The Secret Geometry Behind Words – Oxford Medieval Studies

Report by Leonie Erbenich, Visiting Graduate Student in Modern Languages, on a workshop with Giles Bergel for the History of the Book students in Modern Languages 2025. Cf. the History of the Book blog on the workshops in 2024 ‘Seeing Materiality through a Computer’s Eyes‘ and 2023 ‘Digital Tools for Image Matching‘

How Archivists can benefit from Computer Vision

Dusty reading rooms are hardly the place where you’d expect to find cutting-edge technology — but AI researchers and libraries have formed an unlikely symbiosis in the field of Computer Vision, a technology that transforms images into geometrical data. You’ve probably come across this branch of AI in your daily life – e. g. when parking your car with park assist, or identifying a plant via an app, or trying to track down a pair of shoes with google lens. But Computer Vision is also a real gamechanger when it comes to unveiling the History of Books.
Humans mostly open books because they want to read the text that’s inside. The absence of this intent in the computational gaze allows for a different focus: Each page becomes first and foremost an image, a surface consisting of shapes and lines that can be measured and compared.
Even before the digital age, bibliographers were already looking for ways to see differences between seemingly identical pages: The McLeod Portable Collator for example is a wonderfully eccentric, mechanical device that overlaid two printed pages optically. (More information on library machines can be found on the Bodleian blog)

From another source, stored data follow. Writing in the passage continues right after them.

Issue #433, opened 2020-08-20
Add pgx Cloud SQL Proxy in-process example


StevenACoffman:
The authors of the [lib/pq](https://github.com/lib/pq) library are encouraging new projects to use [pgx](https://github.com/jackc/pgx) instead:
 
> This package is effectively in maintenance mode and is not actively developed. Small patches and features are only rarely reviewed and merged. We recommend using [pgx](https://github.com/jackc/pgx) which is actively maintained.

I am connecting to cloudsql from GKE, but I would prefer not to run a sidecar. However, I am using [pgx](https://github.com/jackc/pgx), rather than pg. I have modified the [hook_test.go](https://github.com/GoogleCloudPlatform/cloudsql-proxy/blob/master/proxy/dialers/postgres/hook_test.go) file to use pgx as follows:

Today, those ingenious optical tools have digital descendants: Software such as ImageCompare, developed by Oxford’s Visual Geometry Group, can compare scans of bookpages and automatically highlight even the tiniest shifts in type, punctuation, or ink. What once required hours of eye-straining concentration can now be done in seconds. Funfact: The beloved “before- after” slide feature on Instagram is only one of several options ImageCompare offers to make it easier to “spot the difference”- for example in these title pages of reformation pamphlets from 1530:

Nevertheless, these tools are not magical “brains in a box” that spit out research results, as Dr Giles Bergel, Digital Humanities Researcher in the Visual Geometry Group Oxford, puts it. They just act as magnifiers that help spotting similarities and differences in material. It’s up to humans to interpret the data: Woodcuts, for example, were often reused across countless editions of books or manuscripts at different times and places. Paradoxically, the newer looking print can sometimes be the older one. Scotland Chapbooks (https://data.nls.uk/data/digitised-collections/chapbooks-printed-in-scotland/) is capable of searching a large dataset for illustrations and visually group them together, allowing researchers to trace how a single woodcut might have changed over time — a crack deepening, a border wearing thin, holes left by a bookworm.

Research Examples

Giovanna Truong, a former History of the Book student, used ImageCompare to identify identical illustrations in two different Yiddish Haggadot-uncovering a link between the two printers of the books based in Venice and Prague.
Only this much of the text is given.